The lasting snapshot that is frozen into my memory was on a rainy August afternoon as he sat in my home. His strong hands weakened by the stroke that would have rendered lesser men helpless. A newsboy hat covered the bald head where he once proudly wore a thick plume of white hair. He called me to his side, looked deep into my soul, and with tears in his eyes he said, “I want you to tell [the people of Ocean Park] that the Word of God sustains you. Tell them that Psalm 119:50 is true! [‘This is my comfort in my affliction, That your word has revived me.’] I want you to tell them because I know it’s true.” There was no hesitation. No doubt. No bitterness. His words were infused with the confidence that only first hand experience can provide. He assured me that our suffering is not meaningless but in the midst of suffering there is something cosmic going on. Something eternal. Something glorious. “Suffering teaches us to lean into the Lion of Judah. To trust our Heavenly Father when he says, ‘I will not fail you’. One thing that I want you to know Chris, is that is that I believed and trusted Christ. He has never failed me.” It was in Robert that I witnessed firsthand this to be true. God is faithful though he moves in mysterious ways. That conversation between Robert and I will forever be etched into the fabric of my memory. I have played it over and over again. It is apart of me.

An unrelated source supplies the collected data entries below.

PR #731, opened 2020-10-30
fix(aws-cloudfront, nextjs-component): fix aliases updating when domain is used

dphang:
* When domain is used, it should completely manage all aliases attached to CloudFront distribution instead of trying to push onto existing aliases set. Otherwise, there could be strange behavior when it's manually updated and/or domains are changed.
* `aliases` input in `cloudfront` can be used if additional aliases apart from domain name are needed (and domain likely should be managed externally instead, as this is a more complex use case).

### DIFF
--- a/packages/serverless-components/domain/utils.js
+++ b/packages/serverless-components/domain/utils.js
@@ -409,7 +409,6 @@ const addDomainToCloudfrontDistribution = async (
 
   // 5. then make our changes
   params.DistributionConfig.Aliases = {
-    Quantity: 1,
     Items: [subdomain.domain]
   };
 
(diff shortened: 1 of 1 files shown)


packages/serverless-components/domain/utils.js
```diff
@@ -408,19 +408,24 @@ const addDomainToCloudfrontDistribution = async (
   params.Id = subdomain.distributionId;
 
   // 5. then make our changes
-  params.DistributionConfig.Aliases.Items.push(subdomain.domain);
+  params.DistributionConfig.Aliases = {
+    Quantity: 1,
```
dpowell, line 412: No real reason to set this to 1, it'll get set correctly on line 429.

dpowell (approved):

packages/serverless-components/domain/utils.js
dphang: Sure, I can remove it, thanks.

Robert Konemann is a man with the strength and presence of a lion, yet the compassion and tenderness of a lamb. I will forever be indebted to Robert’s life and ministry as I journey along this pilgrimage of life. His words, laughter, passion, and wounds will forever be guiding lights in my life and ministry. However, outweighing all of what Robert has done for me is the clearer picture of God he has given me. Not a shallow God of health, wealth, and prosperity. Not a cold and distant God who cares little for his creation. Rather, a strong and tender God who is intimately involved in the life of His people. A God who shepherds, provides, and comforts His people. A God who is working all things for good despite the fact that not all things are not good. A God who we can trust. A God who is not a novice. He knows what He is doing.
Thank you my friend for not wasting your tumor. You are my hero.